You can cut down on memory usage by creative shader use. If you are in a higher shader model (4 or above) you can use SV_PrimitiveID to mathematically generate the x, z and uv values. The vertices only need a height and normal.
kuma wrote:The max number of vertices is 256^2
16bit index buffers are limited to 65536 (256^2) vertices. 32bit index buffers are limited to (theoretical) 4 billion vertices.
When you create the index buffer, give it HardwareIndexBuffer::IT_32BIT (first parameter of createIndexBuffer).
kuma wrote:I remove the hardwareBuffers that need to be changed and create new ones with the updated data
Allocations and deallocations generally have a performance hit. It would be better to keep a pool of buffers and just write over the top of them as needed, rather than making new ones.

Re: Best way to implement hardwareBuffer vertices and indice

Posted: Sun Jan 25, 2015 6:53 pm
by kuma
That's a great answer thanks !!!
I'll probably keep the segment sizes at 256x256 but just batch them differently using 32bit index buffers.
Yes having static buffers would be nice, at the moment I have my own manager to handle creation and removal which is a bit tricky..

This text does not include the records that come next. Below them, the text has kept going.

PR #285, opened 2019-01-30
Begin arranging for cron tests

imurchie:
Changes to the tests to accommodate using Sauce Labs
1. Stages instead of a build matrix
1. Pull driver destruction into a helper method

### DIFF
--- a/test/functional/helpers/session.js
+++ b/test/functional/helpers/session.js
@@ -2,10 +2,13 @@ import ADB from 'appium-adb';
 import { DEFAULT_HOST, DEFAULT_PORT } from '../../..';
 import logger from '../../../lib/logger';
 import wd from 'wd';
+import { retry } from 'asyncbox';
 import './mocha-scripts';
 
 
 const {SAUCE_RDC, SAUCE_EMUSIM, CLOUD, TRAVIS, CI} = process.env;
+
+const INIT_RETRIES = process.env.CI ? 2 : 1;
 
 function getPort () {
   if (SAUCE_EMUSIM || SAUCE_RDC) {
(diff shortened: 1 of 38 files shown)


test/functional/helpers/session.js
```diff
@@ -4,8 +4,30 @@ import logger from '../../../lib/logger';
 import wd from 'wd';
 
 
-async function initDriver (caps, adbPort) {
-  if (process.env.TRAVIS) {
+const {SAUCE_RDC, SAUCE_EMUSIM, CLOUD, TRAVIS, CI} = process.env;
+
+function getPort () {
+  if (SAUCE_EMUSIM || SAUCE_RDC) {
```
mykola-mokhnach: a ternary operator would also look good here

test/functional/helpers/session.js
```diff
@@ -35,4 +66,10 @@ async function initDriver (caps, adbPort) {
   return driver;
 }
 
-export { initDriver };
+async function deleteSession () {
+  try {
+    await driver.quit();
```
mykola-mokhnach: should we check if `driver` has value?

test/functional/helpers/session.js
```diff
@@ -14,13 +36,22 @@ async function initDriver (caps, adbPort) {
...
-  let driver = await wd.promiseChainRemote(DEFAULT_HOST, DEFAULT_PORT);
+  const host = getHost();
+  const port = getPort();
+  logger.debug(`Starting session on ${host}:${port}`);
+  driver = await wd.promiseChainRemote(host, port);
   await driver.init(caps);
 
   // In Travis, there is sometimes a popup
-  if (process.env.CI) {
+  if (CI && !CLOUD) {
```
mykola-mokhnach: is CI and TRAVIS the same thing? I don't really get the logic behind these conditions

test/functional/helpers/session.js
imurchie: Doesn't matter since we just ignore the error.

test/functional/helpers/session.js
imurchie: Travis sets a number of variables by default. https://docs.travis-ci.com/user/environment-variables/#default-environment-variables

In this case, Travis emulators often get a popup that blocks automation. But when using Sauce, Travis is just running the test, not the emulator. So we need to check for it only on the condition where the emulator is running within Travis' infrastructure.

PR #296, opened 2019-02-21
fix no only test package case

KazuCocoa:
I faced the below case. Then, I must uninstall SERVER_PACKAGE_ID by manual to fix the issue. Without the uninstallation, never Appium becomes health.

- SERVER_TEST_PACKAGE_ID is not in a test device
- SERVER_PACKAGE_ID is in the test device
   - and SAME_VERSION_INSTALLED

Thus, I would like to enable `shouldInstallServerPackages` if the test device has no `test` package.
This case is not so common. So, I just enable it instead of separate the logic for SERVER_TEST_PACKAGE_ID and SERVER_PACKAGE_ID.

### DIFF
--- a/lib/uiautomator2.js
+++ b/lib/uiautomator2.js
@@ -47,7 +47,7 @@ class UiAutomator2Server {
     let shouldInstallServerPackages = false;
     for (const {appId, appPath} of packagesInfo) {
       if (appId === SERVER_TEST_PACKAGE_ID) {
-        const isAppInstalled = false;// await this.adb.isAppInstalled(appId);
+        const isAppInstalled = await this.adb.isAppInstalled(appId);
 
         // There is no point in getting the state for test server,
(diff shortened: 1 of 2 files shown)


mykola-mokhnach:
@imurchie Is it some problem on Travis that all e2e tests are failing?

imurchie:
Nope. This code is broken.

imurchie:
Seems like the server isn't being started, which is a code-loading problem. I have a build going to see if it fixes things: https://travis-ci.org/appium/appium-uiautomator2-driver/builds/496533907

KazuCocoa:
gotcha!

imurchie:
Seems it was the silent upgrade to mocha 6, since this package did not specify a mocha dependency. I've updated my PR and things seem to be working.

imurchie:
If you rebase with master things should work again.

PR #300, opened 2019-03-08
add timeoutcapname as uiautomator2ServerInstallTimeout to notify users about it

KazuCocoa:
depends on https://github.com/appium/appium-adb/pull/416


mykola-mokhnach:
I would also bump the minimum appium-adb component version in package.json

btw. Are 32bit index buffers common ? For example mobile say? Android .. :?:

Re: Best way to implement hardwareBuffer vertices and indice

Posted: Sun Jan 25, 2015 7:49 pm
by Kojack
kuma wrote:btw. Are 32bit index buffers common ? For example mobile say? Android .. :?:
Should be common on pc. Intel gpus from around 2007 seem to be limited to 16 bit, but those are pretty crap in general.
Apparently OpenGL ES doesn't support 32 bit indices. I don't know if ES 2.0 does. So mobile may not support it well, or at all.
(I don't do mobile dev, so not sure)

Re: Best way to implement hardwareBuffer vertices and indice

Posted: Sun Jan 25, 2015 9:15 pm
by dark_sylinc
Hi!

First, reality check. At 8192x8192 a lot of mobile devices will scream. Furthermore, if you're aiming for mobile, 32-bit indices weren't supported until GLES3, which also added instancing. Since a lot of devices are still GLES2, you're stuck with 65535 as max limit.

Second, if you're aiming at desktop (or GLES3?) you're looking at it the wrong way. Most or all of this computation should happen GPU side, not CPU.
For example, I've written terrain systems before that would create a 256x256 patch, create a VTF (Vertex Texture Fetch) to send the heightmaps to the GPU once at loading time.
Then render this patch multiple times (w/ an offset on each iteration), using vtf to read the heightmap at the given location. You can also use instancing to reduce the number of draw calls.

All lodding happens inside the shaders. If you're fortunate in your platform of choice, you can also use compute shaders.

The approach you want to do is how it used to be pre-2005 era; when GPUs were very limited in what they could do and a lot of data was being sent from the CPU every frame for the terrains.